DNA damage induced by ionizing radiation can lead to mutation and cancer transformation of the cell and cause the death of the cell or the whole organism. Among the most abundant types of radiation-induced structural damages in DNA are modifications and destruction of nitrogenous bases, and also local breakages of hydrogen bonds (partial denaturation) mainly in the lesion sites of the macromolecule [1].

One of the most sensitive method for revealing alterations in DNA primary and secondary structure is DNA melting [2]. It is a transition of double-stranded molecule (helix) in single strands with coil conformation. This process can be induced by different denaturants or by heating, and can be investigated with different methods: absorbance, optical activity, microcalorimetry. The most common method is measuring of UV-absorption DNA solution at 260 nm. This method is based on hyperchromic effect – increasing of DNA absorption when hydrogen bonds between complimentary nitrogenous bases disappears [2].

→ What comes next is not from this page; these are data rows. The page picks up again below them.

PR #7999, opened 2023-10-10
feat(api-server): add /-overview for all types that have overviews

### LINKED ISSUE #3336: Normalise apis for insights and overview
### What happened?

There is `/dataplane` and `/dataplane-insights`. The `/dataplane+insights` was supposed to be a combination of dataplane + insight therefore overview. 
Maybe change it to `/dataplane-overview`

lahabana:
There used to be some incoherency with overview endpoints they were also all reimplemented from scratch and would need us to reimplement filtering etc each time.

We now leverage our code generation to indicate which type have a `overview` we do all this with backward compatibility on the api

Fix #3336

### Checklist prior to review


pkg/core/resources/model/resource.go
```diff
@@ -122,13 +131,17 @@ type ResourceTypeDescriptor struct {
 	HasFromTargetRef bool
 	// Schema contains an unmarshalled OpenAPI schema of the resource
 	Schema *spec.Schema
+	// Insight the insights type attached to this resourceType
```
bartsmykla, line 134:
```suggestion
	// Insight contains the insight type attached to this resourceType
```

pkg/core/resources/model/resource.go
```diff
@@ -122,13 +131,17 @@ type ResourceTypeDescriptor struct {
...
+	Insight Resource
+	// Overview the overview type attached to this resourceType
```
bartsmykla, line 136:
```suggestion
	// Overview contains the overview type attached to this resourceType
```

pkg/api-server/resource_endpoints.go
```diff
@@ -43,36 +45,85 @@ type resourceEndpoints struct {
...
-	} else {
+		resource := r.descriptor.NewObject()
+		if err := r.resManager.Get(request.Request.Context(), resource, store.GetByKey(name, meshName)); err != nil {
+			rest_errors.HandleError(request.Request.Context(), response, err, "Could not retrieve a resource")
+			return
+		}
+		if withInsight {
+			insight := r.descriptor.NewInsight()
+			if err := r.resManager.Get(request.Request.Context(), insight, store.GetByKey(name, meshName)); err != nil && !store.IsResourceNotFound(err) {
+				rest_errors.HandleError(request.Request.Context(), response, err, "Could not retrieve insights")
```
bartsmykla, line 110:
```suggestion
				rest_errors.HandleError(request.Request.Context(), response, err, "Could not retrieve insights")
				return
```

bartsmykla (approved):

In the presence work we study aqueous-salt DNA solutions exposed by gamma-radiation with the doses of 0-100 Gy at the ionic strengths 0.15 M and 0.005 M NaCl. DNA melting curves were measured in these solutions and DNA melting temperatures which characterize a middle point of the "helix-coil" transition were obtained. The increase in electrolyte concentration in a solution augments the stability of native DNA helix and the melting temperature enlarges. Gamma-irradiation causes decrease of DNA melting temperature both in 0.15 M and 0.005 M NaCl solutions. We also obtainedthe concentration of unaltered nucleobases and total hyperchromic effect in irradiated solutions. It is found that bases destruction is reduced in the solutions with larger NaCl concentration. Differential melting curves of irradiated DNA display more then one maximum as opposed to ones of native DNA. We suppose that it can indicate that in irradiated macromolecule there are regions with essentially different thermostability. The additional maxima often lie at the temperatures larger then melting temperature of native DNA. It permit us to propose that the observed effect is due to inter- or intramolecular crosslinks in DNA.